Sequencing variant TCGA-WB-A80M-01A-11D-A35I-08 chr4:2306615 G>T maps to NM_020972.2 S484*. Only missense variants will be evaluated by CHASM.
Sequencing variant TCGA-WB-A816-01A-11D-A35I-08 chr23:47836773 C>T did not map to a codon.
Sequencing variant TCGA-QR-A707-01A-11D-A35D-08 chr6:27419846 C>T maps to NM_007149.2 T497T. Only missense variants will be evaluated by CHASM.
Sequencing variant TCGA-WB-A81G-01A-11D-A35I-08 chr23:152085711 C>A did not map to a codon.
Sequencing variant TCGA-SP-A6QC-01A-11D-A35I-08 chr17:18565372 A>G maps to NM_001145045.1 L482L. Only missense variants will be evaluated by CHASM.
Sequencing variant TCGA-QR-A6GX-01A-11D-A35D-08 chr16:58032115 T>A maps to NM_020807.1 P18P. Only missense variants will be evaluated by CHASM.
Sequencing variant TCGA-TT-A6YP-01A-21D-A35I-08 chr20:45130891 C>T maps to NM_018102.3 S362S. Only missense variants will be evaluated by CHASM.
Sequencing variant TCGA-W2-A7HA-01B-11D-A35I-08 chr20:45130414 T>C maps to NM_018102.3 E521E. Only missense variants will be evaluated by CHASM.
Sequencing variant TCGA-RW-A68A-01A-11D-A35D-08 chr10:64429986 T>C maps to NM_199451.2 L439L. Only missense variants will be evaluated by CHASM.
Sequencing variant TCGA-QR-A6GT-01A-11D-A35D-08 chr18:72775247 G>A maps to NM_017757.2 A1857A. Only missense variants will be evaluated by CHASM.
Sequencing variant TCGA-WB-A81H-01A-11D-A35I-08 chr10:31137680 G>A maps to NM_182755.2 S551S. Only missense variants will be evaluated by CHASM.
Sequencing variant TCGA-P7-A5NX-01A-11D-A35D-08 chr1:247492594 G>T maps to NM_032752.1 R96R. Only missense variants will be evaluated by CHASM.
Sequencing variant TCGA-PR-A5PH-01A-11D-A35D-08 chr19:42584206 G>A maps to ENST00000222339 R573R. Only missense variants will be evaluated by CHASM.
Sequencing variant TCGA-QR-A70C-01A-21D-A35D-08 chr19:42584441 C>T maps to ENST00000222339 Q652*. Only missense variants will be evaluated by CHASM.

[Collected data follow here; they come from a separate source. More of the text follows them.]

PR #2590, opened 2025-08-03
Improve cicd worker description

### LINKED ISSUE #1191: Discuss guidance around runner system attributes in distributed tracing
# Overview

Discuss and add guidance around setting attributes in traces when multiple runners are tied to a single pipeline.

> Note: Removed `...runner.{name, id}` from pull request #1075 which can be added back as part of this issue.

Reference:
* https://github.com/open-telemetry/semantic-conventions/pull/1075#discussion_r1651185234

kamphaus:
Fixes #1191

## Changes

This PR improves the description of `cicd.worker` entities.

* Links to the prototypes or existing instrumentations (when adding or changing conventions) → NA


model/cicd/entities.yaml
```diff
@@ -24,6 +24,12 @@ groups:
     name: cicd.worker
     brief: >
       A CICD worker is a component of the CICD system that performs work (eg. running pipeline tasks or performing sync).
+
+      A single pipeline run may be distributed across multiple workers. Each span representing a pipeline run or a task run
+      should be linked to the worker that performed the corresponding work.
+
+      When a pipeline run involves several workers, its task run spans may reference different `cicd.worker` resources.
+      The pipeline run's parent span may instead reference the CICD controller as the `cicd.worker` resource.
```
lmolkova: Should span relationship be documented on the spans? any reason to document them on entities?

kamphaus: Usually the tasks executing on a worker emit several spans. By setting the worker as an entity it's more efficient than setting the worker attributes on each span.

lmolkova: sorry, it's not about attributes - the paragraph 

>  A single pipeline run may be distributed across multiple workers. Each span representing a pipeline run or a task run  should be linked to the worker that performed the corresponding work.

talk about relationships between CI/CD spans, which should be part of span docs.

Also if by `linked` you mean associated with the entity, please use this wording - links between spans are something different

kamphaus: Thanks for the clarification.

> by linked you mean associated with the entity, please use this wording - links between spans are something different

Agreed, I have changed this as requested: 4cf970096841e55d9deb2c8243a0eb7b52693c8c

> should be part of span docs

While I wrote here about spans I think the clarification for the worker description regarding a pipeline run executing across multiple workers is applicable to more than just spans.
It would also apply to any logs of a pipeline run emitted on each worker or the controller (as well as metrics, cf #1184).
As such I think we should keep this in the worker entities description.

I will have to think about making this description more generic...

lmolkova (approved):

model/cicd/entities.yaml
kamphaus: > I will have to think about making this description more generic

Done: 5d721b52f696793aebae441924a7dd90c71a7d7e and 9cc63f949484015e8e979284c598c9df142b8882

adrielp (approved):

PR #2591, opened 2025-08-04
App build id attribute

LikeTheSalad:
Fixes #

## Changes

### DIFF
--- a/model/app/registry.yaml
+++ b/model/app/registry.yaml
@@ -62,3 +62,8 @@ groups:
           A widget is an application component, typically an on-screen visual
           GUI element.
         examples: [ "submit", "attack", "Clear Cart" ]
+      - id: app.build_id
+        type: string
+        stability: development
+        brief: 'Unique identifier for a particular build or compilation of the application.'
+        examples: ['6cff0a7e-cefc-4668-96f5-1273d8b334d0', '9f2b833506aa6973a92fde9733e6271f', 'my-app-1.0.0-code-123']
--- a/docs/registry/attributes/app.md
+++ b/docs/registry/attributes/app.md
@@ -9,6 +9,7 @@ Describes attributes related to client-side applications (e.g. web apps or mobil
 
 | Attribute | Type | Description | Examples | Stability |
 |---|---|---|---|---|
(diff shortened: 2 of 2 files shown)


thompson-tomo (approved):

bidetofevil (approved):
Looks good. This is useful to distinguish between different pre-release app release that have the same public version build-specific information like deobfuscation mapping files or build configuration.

.chloggen/add_app_build_id.yaml
```diff
@@ -0,0 +1,22 @@
...
+# your pull request title with [chore] or use the "Skip Changelog" label.
+
+# One of 'breaking', 'deprecation', 'new_component', 'enhancement', 'bug_fix'
+change_type: enhancement
+
+# The name of the area of concern in the attributes-registry, (e.g. http, cloud, db)
+component: app
+
+# A brief description of the change. Surround your text with quotes ("") if it needs to start with a backtick (`).
+note: Defines a new build_id attribute.
```
breedx-splk:
```suggestion
note: Defines a new app.build_id attribute.
```

model/app/registry.yaml
```diff
@@ -62,3 +62,8 @@ groups:
           A widget is an application component, typically an on-screen visual
           GUI element.
         examples: [ "submit", "attack", "Clear Cart" ]
+      - id: app.build_id
```
lmolkova, line 65: should we reference this attribute on app-related events/entities?

LikeTheSalad: I'm not sure I follow. Where can I add such a reference?

thompson-tomo: @LikeTheSalad perhaps add it to the `app` entity as a starting point.

LikeTheSalad: > @LikeTheSalad perhaps add it to the `app` entity as a starting point.

Right, I guess my question was more about _how_ to do so, I'm not familiarized with entities yet. I've pushed [this commit](https://github.com/open-telemetry/semantic-conventions/pull/2591/commits/c851bdac41d70518438917b06c30dea8fe09e30b) where I think I do it, please let me know if there's something else missing, @lmolkova.

thompson-tomo: Looks correct to me, as it was added to the  model & docs generated.

lmolkova: @LikeTheSalad, it looks good to me, but is there a chance to specify if it's identifying or descriptive? (The modeling guide is here https://github.com/open-telemetry/semantic-conventions/blob/main/docs/how-to-write-conventions/resource-and-entities.md). We don't specify roles for other app attributes, so it's not blocking.

lmolkova (approved):

model/app/registry.yaml
LikeTheSalad: Got it, thank you for the details. I've set an identifying role to it.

Sequencing variant TCGA-WB-A81R-01A-11D-A35I-08 chr1:249141580 C>T maps to NM_024836.1 H36H. Only missense variants will be evaluated by CHASM.
Sequencing variant TCGA-RW-A67Y-01A-11D-A35D-08 chr1:26688342 G>T maps to ENST00000436292 T458T. Only missense variants will be evaluated by CHASM.
Sequencing variant TCGA-RW-A67X-01A-11D-A35D-08 chr22:24087096 T>C maps to NM_021916.2 Q77Q. Only missense variants will be evaluated by CHASM.
Sequencing variant TCGA-WB-A81V-01A-11D-A35I-08 chr9:130197488 C>T maps to NM_007135.2 L76L. Only missense variants will be evaluated by CHASM.
Sequencing variant TCGA-PR-A5PF-01A-11D-A35D-08 chr3:113955351 C>T maps to NM_007136.3 K190K. Only missense variants will be evaluated by CHASM.
Sequencing variant TCGA-RW-A67X-01A-11D-A35D-08 chr3:102196340 C>A maps to NM_175056.1 S392*. Only missense variants will be evaluated by CHASM.
Multiple mappings detected for codon TCGA-QR-A700-01A-11D-A35D-08. Mapping will be selected arbitrarily.
Sequencing variant TCGA-QR-A7IN-01A-11D-A35D-08 chr23:57935102 A>G did not map to a codon.
Sequencing variant TCGA-QR-A707-01A-11D-A35D-08 chr17:3981267 G>A maps to NM_015113.3 S966S. Only missense variants will be evaluated by CHASM.